Dataset items:

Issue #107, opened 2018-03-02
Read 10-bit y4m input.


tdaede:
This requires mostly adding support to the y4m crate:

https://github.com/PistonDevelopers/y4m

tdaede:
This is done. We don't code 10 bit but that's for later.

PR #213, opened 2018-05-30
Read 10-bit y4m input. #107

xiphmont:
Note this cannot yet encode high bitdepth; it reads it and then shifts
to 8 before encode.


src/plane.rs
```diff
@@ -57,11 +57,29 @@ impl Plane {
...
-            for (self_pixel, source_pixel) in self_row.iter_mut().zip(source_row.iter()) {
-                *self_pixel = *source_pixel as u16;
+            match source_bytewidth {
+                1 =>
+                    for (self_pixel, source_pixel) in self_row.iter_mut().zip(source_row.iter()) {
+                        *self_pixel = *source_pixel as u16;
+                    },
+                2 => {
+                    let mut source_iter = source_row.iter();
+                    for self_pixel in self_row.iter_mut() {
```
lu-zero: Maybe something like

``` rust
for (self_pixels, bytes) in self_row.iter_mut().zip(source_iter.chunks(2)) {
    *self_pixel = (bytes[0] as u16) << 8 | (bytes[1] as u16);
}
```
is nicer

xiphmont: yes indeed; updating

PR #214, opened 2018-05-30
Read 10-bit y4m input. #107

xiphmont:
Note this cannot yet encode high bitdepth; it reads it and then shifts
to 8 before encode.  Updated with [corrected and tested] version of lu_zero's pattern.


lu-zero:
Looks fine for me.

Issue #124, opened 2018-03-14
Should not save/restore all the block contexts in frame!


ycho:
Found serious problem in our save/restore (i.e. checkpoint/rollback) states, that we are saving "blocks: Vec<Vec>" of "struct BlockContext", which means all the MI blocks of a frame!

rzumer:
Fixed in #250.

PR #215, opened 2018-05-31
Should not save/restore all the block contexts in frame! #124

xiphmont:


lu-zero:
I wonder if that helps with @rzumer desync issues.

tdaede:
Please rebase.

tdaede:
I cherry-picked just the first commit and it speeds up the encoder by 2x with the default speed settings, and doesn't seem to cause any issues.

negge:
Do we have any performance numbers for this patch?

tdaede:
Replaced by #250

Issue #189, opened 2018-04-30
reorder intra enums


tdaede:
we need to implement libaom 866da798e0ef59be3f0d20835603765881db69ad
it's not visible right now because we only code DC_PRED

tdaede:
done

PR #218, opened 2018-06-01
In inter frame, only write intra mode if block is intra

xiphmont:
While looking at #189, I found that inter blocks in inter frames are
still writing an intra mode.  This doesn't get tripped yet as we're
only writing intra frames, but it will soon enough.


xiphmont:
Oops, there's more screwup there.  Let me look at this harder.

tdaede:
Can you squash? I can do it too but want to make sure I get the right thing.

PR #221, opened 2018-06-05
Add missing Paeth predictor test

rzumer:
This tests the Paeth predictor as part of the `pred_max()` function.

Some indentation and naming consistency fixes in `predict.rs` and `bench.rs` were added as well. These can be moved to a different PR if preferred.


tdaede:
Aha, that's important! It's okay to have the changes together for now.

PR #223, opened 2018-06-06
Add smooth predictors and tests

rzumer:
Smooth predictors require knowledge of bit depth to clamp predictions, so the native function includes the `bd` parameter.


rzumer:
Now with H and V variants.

==

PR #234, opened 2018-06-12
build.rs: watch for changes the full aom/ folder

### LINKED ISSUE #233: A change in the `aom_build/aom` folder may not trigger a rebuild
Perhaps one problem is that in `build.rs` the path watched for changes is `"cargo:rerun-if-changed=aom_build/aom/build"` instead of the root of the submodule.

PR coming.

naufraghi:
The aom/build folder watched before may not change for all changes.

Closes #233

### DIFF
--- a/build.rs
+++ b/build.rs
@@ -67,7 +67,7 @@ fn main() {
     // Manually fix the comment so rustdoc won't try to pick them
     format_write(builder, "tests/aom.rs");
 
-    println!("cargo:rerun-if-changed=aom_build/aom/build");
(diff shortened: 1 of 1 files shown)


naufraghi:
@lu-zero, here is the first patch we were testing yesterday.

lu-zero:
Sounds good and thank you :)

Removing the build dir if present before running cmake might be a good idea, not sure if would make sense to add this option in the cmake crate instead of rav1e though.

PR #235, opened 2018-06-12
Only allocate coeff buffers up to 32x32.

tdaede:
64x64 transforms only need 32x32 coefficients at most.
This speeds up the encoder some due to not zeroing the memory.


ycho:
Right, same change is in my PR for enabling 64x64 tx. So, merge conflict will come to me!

* * *

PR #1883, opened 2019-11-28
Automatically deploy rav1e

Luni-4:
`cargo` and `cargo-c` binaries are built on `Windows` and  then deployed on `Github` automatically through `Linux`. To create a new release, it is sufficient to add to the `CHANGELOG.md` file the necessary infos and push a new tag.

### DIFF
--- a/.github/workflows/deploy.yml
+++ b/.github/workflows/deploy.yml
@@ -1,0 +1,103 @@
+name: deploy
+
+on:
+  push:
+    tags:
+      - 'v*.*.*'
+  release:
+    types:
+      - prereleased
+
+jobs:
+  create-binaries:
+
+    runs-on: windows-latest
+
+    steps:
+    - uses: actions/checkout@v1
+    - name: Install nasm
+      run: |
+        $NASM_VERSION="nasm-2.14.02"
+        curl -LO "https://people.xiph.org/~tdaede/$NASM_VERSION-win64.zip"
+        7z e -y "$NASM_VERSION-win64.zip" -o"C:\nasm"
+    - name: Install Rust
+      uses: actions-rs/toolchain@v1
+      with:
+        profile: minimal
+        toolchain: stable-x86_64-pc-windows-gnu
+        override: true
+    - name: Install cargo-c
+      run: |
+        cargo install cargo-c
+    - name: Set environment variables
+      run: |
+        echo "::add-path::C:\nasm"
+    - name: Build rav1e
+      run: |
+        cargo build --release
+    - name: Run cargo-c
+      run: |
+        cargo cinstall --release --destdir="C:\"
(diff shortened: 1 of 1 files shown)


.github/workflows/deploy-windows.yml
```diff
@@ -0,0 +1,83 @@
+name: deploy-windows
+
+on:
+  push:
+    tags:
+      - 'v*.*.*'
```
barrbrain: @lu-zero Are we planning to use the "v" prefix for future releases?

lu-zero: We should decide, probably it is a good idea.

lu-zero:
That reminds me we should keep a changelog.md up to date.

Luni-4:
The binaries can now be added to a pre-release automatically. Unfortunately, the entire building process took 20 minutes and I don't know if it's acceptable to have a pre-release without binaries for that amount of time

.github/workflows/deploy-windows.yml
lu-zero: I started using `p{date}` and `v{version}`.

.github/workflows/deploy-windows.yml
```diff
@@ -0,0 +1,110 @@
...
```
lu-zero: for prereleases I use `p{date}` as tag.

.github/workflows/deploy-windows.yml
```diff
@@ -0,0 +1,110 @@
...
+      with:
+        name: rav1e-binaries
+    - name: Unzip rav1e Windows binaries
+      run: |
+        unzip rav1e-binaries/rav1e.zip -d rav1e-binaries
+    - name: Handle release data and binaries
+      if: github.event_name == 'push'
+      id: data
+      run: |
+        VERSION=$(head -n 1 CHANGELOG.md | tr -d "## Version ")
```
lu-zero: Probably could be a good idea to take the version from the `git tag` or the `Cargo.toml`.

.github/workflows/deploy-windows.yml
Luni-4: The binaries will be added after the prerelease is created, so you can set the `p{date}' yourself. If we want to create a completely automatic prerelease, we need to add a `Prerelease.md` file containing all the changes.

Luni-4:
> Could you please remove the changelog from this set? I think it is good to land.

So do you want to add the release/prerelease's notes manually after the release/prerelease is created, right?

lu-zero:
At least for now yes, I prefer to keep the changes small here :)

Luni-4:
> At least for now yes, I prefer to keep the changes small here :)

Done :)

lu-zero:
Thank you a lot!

Problem to work on
Among the entries above, locate the lines containing "Sounds good and thank you :)" and "Right, same change", and transcribe exactly those two lines and all lines between.

Reply to the exercise
Sounds good and thank you :)

Removing the build dir if present before running cmake might be a good idea, not sure if would make sense to add this option in the cmake crate instead of rav1e though.

PR #235, opened 2018-06-12
Only allocate coeff buffers up to 32x32.

tdaede:
64x64 transforms only need 32x32 coefficients at most.
This speeds up the encoder some due to not zeroing the memory.


ycho:
Right, same change is in my PR for enabling 64x64 tx. So, merge conflict will come to me!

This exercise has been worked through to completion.